Mikesch hat geschrieben:Falsch. Die Eigenzeit geht genauso schnell, die Ruhelänge ist genau so lang.
Verglichen zu was?
Mikesch hat geschrieben:Auf dem Ion hat sich überhaupt nichts geändert. Deswegen ergeben die Versuche auf dem Ion auch die selben Ergebnisse, als wenn man dieselben Versuche auf der Erde machen täte. Mal abgesehen davon, dass die Schwerkraft usw. eine andere ist.
Schwerkraft mal außen vor. Was bedeutet, die selben Ergebnisse? Auf dem Ion reflektiert man eine Resonantfrequenz von 546THz, welche auf der Erde als 514THz empfangen wird oder reflektiert man 514THz, die auf der Erde wieder als 546THz empfangen werden?
Mikesch hat geschrieben:Nur von der Erde aus gesehen, sieht es aus, als wäre das Ion kürzer geworden und die Zeit würde langsamer vergehen.
Von der Erde aus ist nicht gefragt! Was ist vom Ion aus gesehen?

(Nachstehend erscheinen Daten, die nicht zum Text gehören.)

PR #43, opened 2020-09-11
633/workflow entryname

Richard-Hansen:
Github Issue: dockstore/dockstore#2309

The user can specify a custom name for a workflow with the '--entryname' parameter when publishing the workflow from the CLI. This will create a separate workflow entry from the default registered workflow.

### DIFF
--- a/dockstore-cli-integration-testing/src/test/java/io/dockstore/client/cli/GeneralWorkflowIT.java
+++ b/dockstore-cli-integration-testing/src/test/java/io/dockstore/client/cli/GeneralWorkflowIT.java
@@ -1077,10 +1077,10 @@ public class GeneralWorkflowIT extends BaseIT {
     }
 
     /**
-    * Tests publishing/unpublishing workflows with the --entryname parameter
+    * Tests publishing/unpublishing workflows with the --newEntryName parameter
     */
     @Test
-    public void testPublishWithEntryName() {
+    public void testPublishWithNewEntryName() {
         // register workflow
         Client.main(new String[] { "--config", ResourceHelpers.resourceFilePath("config_file2.txt"), "workflow", "manual_publish", "--repository",
             "parameter_test_workflow", "--organization", "DockstoreTestUser2", "--git-version-control", "github", "--script"});
@@ -1094,7 +1094,7 @@ public class GeneralWorkflowIT extends BaseIT {
         // publish workflow with name 'test_entryname'
         Client.main(
             new String[] { "--config", ResourceHelpers.resourceFilePath("config_file2.txt"), "workflow", "publish",
-                "--entry", "github.com/DockstoreTestUser2/parameter_test_workflow", "--entryname", "test_entryname", "--script"});
+                "--entry", "github.com/DockstoreTestUser2/parameter_test_workflow", "--newEntryName", "test_entryname", "--script"});
 
         // verify there are 2 workflows associated with the user
         final long countTotalPublishedWorkflows = testingPostgres
@@ -1111,7 +1111,7 @@ public class GeneralWorkflowIT extends BaseIT {
         // Try unpublishing with both --unpub and --entryname specified, should fail
         systemExit.expectSystemExitWithStatus(Client.COMMAND_ERROR);
         Client.main(new String[] { "--config", ResourceHelpers.resourceFilePath("config_file2.txt"), "workflow", "publish", "--unpub",
-            "--entry", "github.com/DockstoreTestUser2/parameter_test_workflow", "--entryname", "test_entryname", "--script"});
+            "--entry", "github.com/DockstoreTestUser2/parameter_test_workflow", "--newEntryName", "test_entryname", "--script"});
 
         // unpublish workflow with name 'test_entryname'
         Client.main(new String[] { "--config", ResourceHelpers.resourceFilePath("config_file2.txt"), "workflow", "publish", "--unpub",
--- a/dockstore-cli-integration-testing/src/test/java/io/dockstore/client/cli/GeneralWorkflowIT.java
+++ b/dockstore-cli-integration-testing/src/test/java/io/dockstore/client/cli/GeneralWorkflowIT.java
@@ -1081,6 +1081,9 @@ public class GeneralWorkflowIT extends BaseIT {
     */
     @Test
     public void testPublishWithNewEntryName() {
+
+        final String publishNameParameter = "--newEntryName";
+
         // register workflow
         Client.main(new String[] { "--config", ResourceHelpers.resourceFilePath("config_file2.txt"), "workflow", "manual_publish", "--repository",
             "parameter_test_workflow", "--organization", "DockstoreTestUser2", "--git-version-control", "github", "--script"});
@@ -1094,7 +1097,15 @@ public class GeneralWorkflowIT extends BaseIT {
         // publish workflow with name 'test_entryname'
         Client.main(
             new String[] { "--config", ResourceHelpers.resourceFilePath("config_file2.txt"), "workflow", "publish",
-                "--entry", "github.com/DockstoreTestUser2/parameter_test_workflow", "--newEntryName", "test_entryname", "--script"});
+                "--entry", "github.com/DockstoreTestUser2/parameter_test_workflow", publishNameParameter, "test_entryname", "--script"});
+
+        // publish workflow with name 'test_entryname' a second time, shouldn't work
+        systemOutRule.clearLog();
+        Client.main(
+            new String[] { "--config", ResourceHelpers.resourceFilePath("config_file2.txt"), "workflow", "publish",
+                "--entry", "github.com/DockstoreTestUser2/parameter_test_workflow", publishNameParameter, "test_entryname", "--script"});
+        assertTrue("Attempting to publish a registered workflow should notify the user",
+            systemOutRule.getLog().contains("The following workflow is already registered: github.com/DockstoreTestUser2/parameter_test_workflow"));
 
         // verify there are 2 workflows associated with the user
         final long countTotalPublishedWorkflows = testingPostgres
@@ -1111,7 +1122,7 @@ public class GeneralWorkflowIT extends BaseIT {
         // Try unpublishing with both --unpub and --entryname specified, should fail
         systemExit.expectSystemExitWithStatus(Client.COMMAND_ERROR);
         Client.main(new String[] { "--config", ResourceHelpers.resourceFilePath("config_file2.txt"), "workflow", "publish", "--unpub",
-            "--entry", "github.com/DockstoreTestUser2/parameter_test_workflow", "--newEntryName", "test_entryname", "--script"});
+            "--entry", "github.com/DockstoreTestUser2/parameter_test_workflow", publishNameParameter, "test_entryname", "--script"});
 
         // unpublish workflow with name 'test_entryname'
         Client.main(new String[] { "--config", ResourceHelpers.resourceFilePath("config_file2.txt"), "workflow", "publish", "--unpub",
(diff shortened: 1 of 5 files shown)


dockstore-client/src/main/java/io/dockstore/client/cli/nested/WorkflowClient.java
```diff
@@ -663,9 +664,29 @@ protected void handlePublishUnpublish(String entryPath, String newName, boolean
                     publish(true, entryPath);
                 }
             } else {
-                //for workflows method currently doesn't work with --entryname flag
-                errorMessage("Parameter '--entryname' not valid for workflows. See `workflow publish --help` for more information.",
-                    CLIENT_ERROR);
+                try {
```
coverbeck, line 667: GitHub doesn't let me comment on lines you haven't changed, but I'm reading the whole method to better understand what is going on, and noticed this: on line 650/651 the error message is saying it can't publish/unpublish `newName`, but it doesn't even use `newName` on the previous line. I think you want that to be `entryPath`.

dockstore-client/src/main/java/io/dockstore/client/cli/nested/WorkflowClient.java
```diff
@@ -663,9 +664,29 @@ protected void handlePublishUnpublish(String entryPath, String newName, boolean
...
+                    final Workflow workflow = workflowsApi.getWorkflowByPath(entryPath, null, false);
```
coverbeck, line 668: This method is already invoked on line 648. Can't you just use `existingWorkflow`? Note, this is a network request, a relatively expensive call, so you don't want to duplicate this call if unnecessary.

Compiler may be possibly be giving you a variable undefined error, if so, but you should fix the code.

dockstore-client/src/main/java/io/dockstore/client/cli/nested/WorkflowClient.java
```diff
@@ -663,9 +664,29 @@ protected void handlePublishUnpublish(String entryPath, String newName, boolean
...
+                            workflow.getOrganization() + "/" + workflow.getRepository(),
+                            workflow.getWorkflowPath(),
+                            newName,
+                            workflow.getDescriptorType().toString(),
+                            workflow.getDefaultTestParameterFilePath()
+                    );
+
+                    if (newWorkflow != null) {
+                        out("Successfully registered " + entryPath + "/" + newName);
+                        workflowsApi.refresh(newWorkflow.getId());
```
coverbeck, line 682: Is this line necessary? I think it is, but just double-checking.

dockstore-client/src/main/java/io/dockstore/client/cli/nested/WorkflowClient.java
coverbeck, line 667: This was also like this, but for the block starting on line 652/653, I feel that we should have a message saying `newName` is not valid for unpublish.

coverbeck (changes requested):

dockstore-client/src/main/java/io/dockstore/client/cli/nested/WorkflowClient.java
Richard-Hansen: The current implementation doesn't handle publishing/unpublishing workflows with '--entryname' gracefully if there is an error. For example, if I try to publish a workflow with a custom name that is already published, the function will throw an ApiException instead of printing a clean "This workflow is already published" message.

I'll fix this in my next commit, but would like to clarify expected functionality:
`dockstore workflow publish --unpub --entry workflowpath --entryname newname` 
vs 
`dockstore workflow publish --unpub --entry workflowpath/entryname`

Currently, in the first case, the entry name is ignored and the command is interpreted as: 
`dockstore workflow publish --unpub --entry workflowpath`.
 Would it make sense to have the two cases listed above be logically equivalent in execution? Or should the function prevent use of --unpub with --entryname?

coverbeck: I will defer to @garyluu and @denis-yuen , but here are my thoughts:

1. If we're going to support `--entryname` we should add it to the [help message](https://github.com/dockstore/dockstore-cli/blob/5de67a497465612ddc693ffc694e916eea018af2/dockstore-client/src/main/java/io/dockstore/client/cli/nested/WorkflowClient.java#L689). I didn't realize until reading the issue again that this an enhancement.
2. Depending on how you want to approach it, either that help message should say that the argument is ignored for unpublish; or, the help message says it's only applicable to publish and if we detect it here for unpublish, we throw an error.

In either case, I think this renders your question moot; --entryname should either be ignored or cause an error if used with unpublish.

In hindsight, I wished we had called it something like `newEntryName`.

garyluu: I'm personally not a fan of flags that conflict with other flags when it can be helped. I'd rather there be an unpublish command. However, in order to keep things similar to tools, I suppose that shouldn't be done.

Anyways, given the current situation, I think I agree with Charles. What does tools do right now?

Richard-Hansen: Tools functions in a [similar way](https://github.com/dockstore/dockstore-cli/blob/5de67a497465612ddc693ffc694e916eea018af2/dockstore-client/src/main/java/io/dockstore/client/cli/nested/ToolClient.java#L213) to workflows. The `--entryname` parameter is ignored for unpublish, regardless of if it is set or not. Both could use slightly more descriptive error messages for when publish/unpublish fails.

I can modify workflows to better handle `--entryname` with unpublish and provide more descriptive errors. Should i do the same for tools/create a similar ticket for tools? Furthermore, I think @coverbeck's idea to change `--entryname` to something such as `--newEntryName` would be beneficial.

coverbeck: The problem is, even though it's extremely unlikely, is that there could be some script somewhere using `--entryname`, and changing the parameter name would break that script. Some ideas:

1. Only make it `newEntryName` for workflows, since it's a new feature there. The downside is that it's asymmetrical with tools though.
2. Make `--newEntryName` an additional option for tools. Continue to support `--entryname`, but undocumented, i.e., the help message for tools only lists `--newEntryName`.
3. It's unlikely anybody is using this feature, just change it on tools.

I suggest the first option for now, and wait for Denis' opinion.

garyluu: I think if you have time to make all the changes (for both tools and workflows) mentioned by Charles then go ahead. Otherwise, I think you should first match the functionality of tools and workflows.   And then create tickets to simultaneously make improvements to both.

Richard-Hansen: I'll update both tools and workflows to have the same handling of the `--entryname` parameter, to ensure they are logically symmetric. I'll move forward from there after getting Denis' opinion.

Richard-Hansen: Updated. Now reports that the error occurred when trying to locate the registered workflow at `entryPath`.

dockstore-client/src/main/java/io/dockstore/client/cli/nested/WorkflowClient.java
Richard-Hansen: Updated. No longer makes the additional unnecessary API call.

dockstore-client/src/main/java/io/dockstore/client/cli/nested/WorkflowClient.java
Richard-Hansen: Ideally, manualRegister will not return a null value, and throw the expected API exception. In the theoretical case it doesn't, this is extra verbose.

coverbeck (approved):
LGTM to me, but pending decision on entryname when Denis gets back.

garyluu (approved):

dockstore-client/src/main/java/io/dockstore/client/cli/nested/WorkflowClient.java
denis-yuen: This looks like its going into develop ... I'm ok with 2. actually (rename to better parameter name but allow old name for backwards compatibility). Also ok with a series of PRs for the same reason (I've be more nervous about a partial incomplete fix for 1.9.x)

Richard-Hansen: Ok, I'll update `--entryName` to `--newEntryName`, and modify the help messages to specify `--newEntryName` but still keep support for `--entryName`.

dockstore-client/src/main/java/io/dockstore/client/cli/nested/AbstractEntryClient.java
```diff
@@ -449,9 +450,21 @@ public void publish(List<String> args) {
...
         } else {
             String first = reqVal(args, "--entry");
-            String entryname = optVal(args, "--entryname", null);
             final boolean unpublishRequest = args.contains("--unpub");
-            handlePublishUnpublish(first, entryname, unpublishRequest);
+
+            // --newEntryName is the desired parameter flag, but maintaining backwards compatibility for --entryname
+            String newEntryName = optVal(args, "--newEntryName", null);
+            if (newEntryName == null) {
+                newEntryName = optVal(args, "--entryname", null);
```
coverbeck, line 458: 1. Perhaps a warning that `--entryName` is deprecated? 
2. Also, checking for it here, you're going to be supporting --entryName for workflows. I thought the idea was tool would support --entryName and --newEntryName, because tool already has --entryName, but since it's being added to workflow for the first time, we don't have to worry about backwards compatibility.

I don't feel too strongly about either of these.

dockstore-cli-integration-testing/src/test/java/io/dockstore/client/cli/GeneralWorkflowIT.java
```diff
@@ -1075,4 +1075,51 @@ public void testGenerateDOIFrozenVersion() throws ApiException {
         }
 
     }
+
+    /**
+    * Tests publishing/unpublishing workflows with the --newEntryName parameter
+    */
+    @Test
+    public void testPublishWithNewEntryName() {
```
coverbeck, line 1083: Would be good to have tests that verify both --newEntryName and --entryName work (all these tests are for workflow).

dockstore-client/src/main/java/io/dockstore/client/cli/nested/ToolClient.java
```diff
@@ -210,28 +211,53 @@ protected void handleSearch(String pattern) {
...
+        assert (!(unpublishRequest && newName != null));
+
+        try {
+            existingTool = containersApi.getContainerByToolPath(entryPath, null);
+            isPublished = existingTool.isIsPublished();
+        } catch (ApiException ex) {
+            exceptionMessage(ex, "Unable to " + (unpublishRequest ? "unpublish " : "publish ") + entryPath, Client.API_ERROR);
+        }
+
+        if (existingTool == null) {
```
coverbeck, line 227: I don't think this if test is necessary. If line 221 fails to find a tool, it will throw an exception, and line 224 will exit. And if it didn't throw an exception, you'd get an NPE on line 222.

dockstore-client/src/main/java/io/dockstore/client/cli/nested/WorkflowClient.java
```diff
@@ -641,35 +642,75 @@ protected void refreshTargetEntry(String path) {
...
+
         try {
             existingWorkflow = workflowsApi.getWorkflowByPath(entryPath, null, false);
             isPublished = existingWorkflow.isIsPublished();
         } catch (ApiException ex) {
-            exceptionMessage(ex, "Unable to publish/unpublish " + newName, Client.API_ERROR);
+            exceptionMessage(ex, "Unable to " + (unpublishRequest ? "unpublish " : "publish ") + entryPath, Client.API_ERROR);
+        }
+
+        if (existingWorkflow == null) {
```
coverbeck, line 658: Same as other comment; I don't think you need this block.

dockstore-client/src/main/java/io/dockstore/client/cli/nested/WorkflowClient.java
```diff
@@ -641,35 +642,75 @@ protected void refreshTargetEntry(String path) {
...
+                            existingWorkflow.getOrganization() + "/" + existingWorkflow.getRepository(),
+                            existingWorkflow.getWorkflowPath(),
+                            newName,
+                            existingWorkflow.getDescriptorType().toString(),
+                            existingWorkflow.getDefaultTestParameterFilePath()
+                    );
+
+                    final String completeEntryPath = entryPath + "/" + newName;
+
+                    if (newWorkflow != null) {
```
coverbeck, line 689: Won't newWorkflow always be set? If line 678 failed, won't it throw an exception?

dockstore-client/src/main/java/io/dockstore/client/cli/nested/AbstractEntryClient.java
Richard-Hansen: 1. Adding a deprecation warning
2. My initial thinking was that it would seem more consistent to have `--entryname` compatible, but deprecated, for both tools and workflows. Since this is currently (happy to change it) being handled within the AbstractEntryClient, I opted to avoid specifying tools/workflows specifically. Thoughts?

dockstore-cli-integration-testing/src/test/java/io/dockstore/client/cli/GeneralWorkflowIT.java
Richard-Hansen: Adding tests for both `--entryname` and `--newEntryName` for tools and workflows.

dockstore-client/src/main/java/io/dockstore/client/cli/nested/ToolClient.java
Richard-Hansen: I see what you're saying, thanks for the catch! Removing the unnecessary lines.

dockstore-client/src/main/java/io/dockstore/client/cli/nested/WorkflowClient.java
Richard-Hansen: Agreed. Same as above.

dockstore-client/src/main/java/io/dockstore/client/cli/nested/WorkflowClient.java
Richard-Hansen: Ideally, yes. I added this because if, in some strange case, the `manualRegister()` API call had null as its return value, that would not throw an exception from the register function itself (We would hit a null pointer exception 2 lines later, so it wouldn't make it very far).

Either way, it is redundant, I will remove it from both tools and workflows.

dockstore-client/src/main/java/io/dockstore/client/cli/nested/AbstractEntryClient.java
```diff
@@ -449,9 +451,22 @@ public void publish(List<String> args) {
             publishHelp();
         } else {
             String first = reqVal(args, "--entry");
-            String entryname = optVal(args, "--entryname", null);
             final boolean unpublishRequest = args.contains("--unpub");
-            handlePublishUnpublish(first, entryname, unpublishRequest);
+
+            // --newEntryName is the desired parameter flag, but maintaining backwards compatibility for --entryname
+            String newEntryName = optVal(args, "--newEntryName", null);
```
coverbeck, line 457: Unless we already do this elsewhere, I don't think we add mixed case parameter names to the command-line.

coverbeck (commented):
Looks good, but I'd missed the mixed case parameter the first time through. Even we lower-case the args in the code (do we?) before testing, we should keep the same patterns throughout.

dockstore-client/src/main/java/io/dockstore/client/cli/nested/AbstractEntryClient.java
Richard-Hansen: Looks like dash-delimited is the most common, `word-word-word`. I'll switch to that pattern. Thanks!

coverbeck:
> This pull request **introduces 2 alerts** when merging [85ee68e](https://github.com/dockstore/dockstore-cli/commit/85ee68e1a3818df1e5cf5b1f94f5f0847d7d3b8e) into [4a9474a](https://github.com/dockstore/dockstore-cli/commit/4a9474a7eae4e5d38f317a102e57593510d002af) - [view on LGTM.com](https://lgtm.com/projects/g/dockstore/dockstore-cli/rev/pr-0c5438b436f20169e385eb30968ba3cdcc6e10d3)
> 
> **new alerts:**
> 
>     * 2 for Dereferenced variable may be null

Sorry, looks like that was my fault. :(

denis-yuen (approved):

garyluu (approved):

Die Erde "kürzer" geworden und Uhren gehen dort langsamer? Dann wäre man wieder bei den wechselseitig langsamer gehenden Uhren und dem Hirngespinst "scheinbare Längenkontraktion". Das ist Quark hoch Zehn!
Anstatt die Resonanzfrequenz lokal nachzumessen (welche 514THz sein dürfte), sie mit 1m zu multiplizieren und dann zurück zu schicken, misst man lieber die Frequenz, die man mit der lokal langsamer gehenden Uhr höher (mit 546THz) misst, weil die lokalen Zählperioden länger dauern, wendet darauf den rel. Doppler an und nimmt an, auf der Erde würden dann eh' nur wieder 514THz ankommen, wie umgekehrt zuvor beim Ion. Ich habe in meinem PDF ganz deutlich und klar beschieben, wie der rel. Doppler-Effekt mit nur einer einzigen tatsächlich langsamer gehenden Uhr symmetrisch wird - ganz ohne Längenkontraktion und logischerweise auch ohne wechselseitige Zeitdilatation. Kannst du ja noch mal nachlesen, bis du es begreifst, aber ich habe da wenig Hoffnung für dich und leider nicht nur für dich.